Please return every line below that contains the string "Runner".

= Information shown =
==========

PR #652, opened 2019-07-05
[ECS task] Run pre commit argument switch

jmatthiesen81:
| Q             | A
| ------------- | ---
| Bug fix?      | no
| New feature?  | yes
| BC breaks?    | no
| Deprecations? | no
| Documented?   | no
| Fixed tickets | none

This pull request extends the task with the configuration `files_on_pre_commit` to check the staged files on the pre commit instead of the files in the directories configured in `whitelist_patterns`. To keep the backward compatibility the configuration is disabled in the default.

### DIFF
--- a/src/Task/Ecs.php
+++ b/src/Task/Ecs.php
@@ -4,6 +4,8 @@ declare(strict_types=1);
 
 namespace GrumPHP\Task;
 
+use GrumPHP\Collection\FilesCollection;
+use GrumPHP\Collection\ProcessArgumentsCollection;
 use GrumPHP\Runner\TaskResult;
 use GrumPHP\Runner\TaskResultInterface;
 use GrumPHP\Task\Context\ContextInterface;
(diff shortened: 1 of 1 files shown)


src/Task/Ecs.php
```diff
@@ -52,16 +54,29 @@ public function run(ContextInterface $context): TaskResultInterface
...
         $arguments = $this->processBuilder->createArgumentsForCommand('ecs');
         $arguments->add('check');
 
-        foreach ($config['whitelist_patterns'] as $whitelistPattern) {
-            $arguments->add($whitelistPattern);
+        if ($config['files_on_pre_commit'] && $context instanceof GitPreCommitContext) {
+            $arguments->addFiles($files);
+        }
+
+        if (!$config['files_on_pre_commit'] && $context instanceof RunContext) {
```
veewee: This statement doesn't seem right: in run context it should always use the whitelist instead of the files?

veewee:
Thanks for the idea!
Added this to #809 and added docs + tests!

==========

= Exercise solution =
 use GrumPHP\Runner\TaskResult;
 use GrumPHP\Runner\TaskResultInterface;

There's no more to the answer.